Hey there. You know what? A person doesn't cease being a person once having entered government service, nor does private information about one's activities performed directly in the said service cease to be personally damaging, once released beyond right bounds. If one simply wants to be an egotistical ass, though, obviously the floor is always open for that.
 
2010-12-20 10:52:15 PM
twfeline: Assange is just a bully and an egotist.
He really is an egotist. I support Wikileaks but holy balls is Assange just a giant douche when you see interviews with him.

His stance is not the noble "We must release this information because it is morally right". No, his stance is "I like having the power and seeing things more powerful then me get hurt"

As for this leak, I find it amusing. Many of the leaks from Wikileaks didn't affect counties but rather specific ambassadors and diplomats. The American diplomat to Italy that told his boss in DC what he personally though about the Italian PM? That wasn't the view of the US Government, that was the personal views of a SINGLE guy in the embassy, and he probably got fired due to the leak since now everyone knows what he was thinking.

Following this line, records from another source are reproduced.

PR #2067, opened 2022-02-17
Ship description proofreading

PhoenixRiver:
Proofread all the ships; I'll note that the Kauweke and Taitamariki Soromid ships have descriptions marked "todo" - I changed them to highlight them ;) - as well as three of the Thurion ships (Apprehension, Certitude and Ingenuity) having "..." which seemed less urgent or possibly unnecessary to do. I'D do their descriptions but I know nothing about these ships yet :/

### DIFF
--- a/dat/ships/hyena.xml
+++ b/dat/ships/hyena.xml
@@ -13,7 +13,7 @@
  <trail_generator x="-15" y="-6" h="0">fire-thin</trail_generator>
  <trail_generator x="-15" y="6" h="0">fire-thin</trail_generator>
  <fabricator>Aerosys</fabricator>
- <description>The star product of Aerosys, the Hyena quickly has also become a favourite of guerrilla and paramilitary groups far and wide. Their top-notch thrust combined with fast reaction time allow them exhaust enemy energy supplies while wearing them down. While Aerosys claim that their ships are only sold to reputable pilots, it's suspected that they sell to anyone willing to pay, as it seems there are countless Hyenas among the ranks of the more notorious and unruly pilots.</description>
+ <description>The star product of Aerosys, the Hyena quickly has also become a favourite of guerrilla and paramilitary groups far and wide. Their top-notch thrust combined with fast reaction time allow them to exhaust enemy energy supplies while wearing them down. While Aerosys claim that their ships are only sold to reputable pilots, it's suspected that they sell to anyone willing to pay, as it seems there are countless Hyenas amoung the ranks of the more notorious and unruly pilots.</description>
  <health>
   <armour>25</armour>
   <armour_regen>0</armour_regen>
--- a/dat/ships/hyena.xml
+++ b/dat/ships/hyena.xml
@@ -13,7 +13,7 @@
  <trail_generator x="-15" y="-6" h="0">fire-thin</trail_generator>
  <trail_generator x="-15" y="6" h="0">fire-thin</trail_generator>
  <fabricator>Aerosys</fabricator>
- <description>The star product of Aerosys, the Hyena quickly has also become a favourite of guerrilla and paramilitary groups far and wide. Their top-notch thrust combined with fast reaction time allow them to exhaust enemy energy supplies while wearing them down. While Aerosys claim that their ships are only sold to reputable pilots, it's suspected that they sell to anyone willing to pay, as it seems there are countless Hyenas amoung the ranks of the more notorious and unruly pilots.</description>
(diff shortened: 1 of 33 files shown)


dat/ships/hyena.xml
```diff
@@ -13,7 +13,7 @@
  <trail_generator x="-15" y="-6" h="0">fire-thin</trail_generator>
  <trail_generator x="-15" y="6" h="0">fire-thin</trail_generator>
  <fabricator>Aerosys</fabricator>
- <description>The star product of Aerosys, the Hyena quickly has also become a favourite of guerrilla and paramilitary groups far and wide. Their top-notch thrust combined with fast reaction time allow them exhaust enemy energy supplies while wearing them down. While Aerosys claim that their ships are only sold to reputable pilots, it's suspected that they sell to anyone willing to pay, as it seems there are countless Hyenas among the ranks of the more notorious and unruly pilots.</description>
+ <description>The star product of Aerosys, the Hyena quickly has also become a favourite of guerrilla and paramilitary groups far and wide. Their top-notch thrust combined with fast reaction time allow them to exhaust enemy energy supplies while wearing them down. While Aerosys claim that their ships are only sold to reputable pilots, it's suspected that they sell to anyone willing to pay, as it seems there are countless Hyenas amoung the ranks of the more notorious and unruly pilots.</description>
```
bobbens, line 16: Is this `amoung` correct? I don't thing the spelling `amoung` is used at all these days, even in British English.

dat/ships/mule.xml
```diff
@@ -14,7 +14,7 @@
  <trail_generator x="-33" y="0" h="0">fire</trail_generator>
  <fabricator>Melendez Corp.</fabricator>
  <license>Large Civilian Vessel</license>
- <description>A heavy freighter specialized in transporting cargo throughout the galaxy. Also has sufficient accommodations for passengers depending on the model, allowing for enjoyable cruises. The Mule is a favourite target of pirates, so avoiding dangerous systems is strongly advised.</description>
+ <description>A heavy freighter specialised in transporting cargo throughout the galaxy. Also has sufficient accommodation for passengers, depending on the model, allowing for enjoyable cruises. The Mule is a favourite target of pirates, so avoiding dangerous systems is strongly advised.</description>
```
bobbens, line 17: Although we do use British English, I think we pretty much stick to [Oxford Spelling](https://en.wikipedia.org/wiki/Oxford_spelling) which means using endings in `-ize` instead of `-ise`.

dat/ships/pirate_admonisher.xml
```diff
@@ -16,7 +16,7 @@
  <trail_generator x="-20" y="5" h="-5" always_under="1">pirate</trail_generator>
  <trail_generator x="-20" y="-5" h="-5" always_under="1">pirate</trail_generator>
  <fabricator>Skull and Bones</fabricator>
- <description>The stock Admonisher is a powerful vessel, especially for its size. Through the usual Skull and Bones refit the Pirate Admonisher features improved manoeuvrability, more weapons space, and slightly improved defenses, at a cost of cargo capacity and armour regeneration rates.</description>
+ <description>The stock Admonisher is a powerful vessel, especially for its size. Through the usual Skull and Bones refit the Pirate Admonisher features improved manoeuvrability, more weapons space and slightly improved defences, at a cost of cargo capacity and armour regeneration rates.</description>
```
bobbens, line 19: Grepping the code, it looks like we use `defense` all over instead of `defence`. However, it does seem like we should be using `defence` all over. (this is not a change request, just an idle thought)

dat/ships/hyena.xml
PhoenixRiver: I stand corrected... apologies, I've been under the impression it was "amoung" and "amongst" - it seems that even the, largely hidden, British dictionaries are against me on this! (OED can go jump however, contrarian scholars that they are!)

dat/ships/mule.xml
PhoenixRiver: I'll remember to check for it that way in future... I have a niggling that I might have seen one or two in the ship descriptions... *sigh* No time now, maybe later! :)
I had noticed the use of British English spelling but I'm a little dubious about the punctuation... I only "corrected" it if there were other changes I definitely wanted to make!

dat/ships/pirate_admonisher.xml
PhoenixRiver: *heh* I'll make a little note in case I find time :) - though I'm note sure I have a way to find them easily not having grep here on Windows... gah, I need to get a Linux box again!

Should this be in the code as well as in the text is the big question... I guess for consistancy...

bobbens:
Looks good, thanks!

That's a leak of a document held by the government, and the cost of the leak was damage to a person. How the hell is it different in Assange's case? The above sentence fits him as well.
 
2010-12-20 11:18:22 PM
Hahahaha!!!!

So the Douche is all butthurt some of his secrets were leaked. Cry me a farking river. For someone who makes a living leaking secrets, he's rather secretive.

Serves the asshat right.
 
2010-12-21 12:44:46 AM
johndalek: hey--i just looked

i think someone needs to register a new domain name--and it shows that it is available

dont know why someone didnt think of this before

www.assangeleaks.com


so porn then?

ass angel eaks?

what are eaks?
 
2010-12-21 02:11:41 AM
Regarding irony: words do not mean what some rule-book claims they mean. They mean what people saying them intend, if the people listening understand. Language does not freeze in place when a rule-book is written.
 
2010-12-21 02:53:13 AM
...14:54 14:55 14:56 14:57...
 
2010-12-21 02:57:09 AM
thedoorhinge: Regarding irony: words do not mean what some rule-book claims they mean. They mean what people saying them intend, if the people listening understand. Language does not freeze in place when a rule-book is written.


Now that's ironic.

/or is it?
 
2010-12-21 04:11:24 AM
The whole "papers were leaked to the Guardian" story is a bit strange.

IANAL, but Swedish.

I think those papers they are talking about is the "Förundersökning", at least they seem to contain only what should be in it (förundersökning is translated to "preinvestigation" and is done by the police to provide info for the prosecutor). I Sweden these papers are _supposed_ to be public by default.
 
2010-12-21 06:42:01 AM
Is it a dirty tactic? Yes.
Is it any different to what some leaks are showing? No.
 
2010-12-21 10:55:34 AM
PrettyImportant2: Ironic, yeah. Because Government transparancy is exactly the same thing as the privacy of some civilian, according to FAILMITTER

So the Afghani and Iraqi civilian sources who were giving information about the terrorists who were murdering civilians in their towns are completely different, right?
 
2010-12-21 11:45:53 AM
Headso: halfof33: Releasing the names of the two women who were allegedly raped? Against it! Fully against it!

ok, it seemed like you were for the leaking of this information initially.


Are you going to answer the question or not?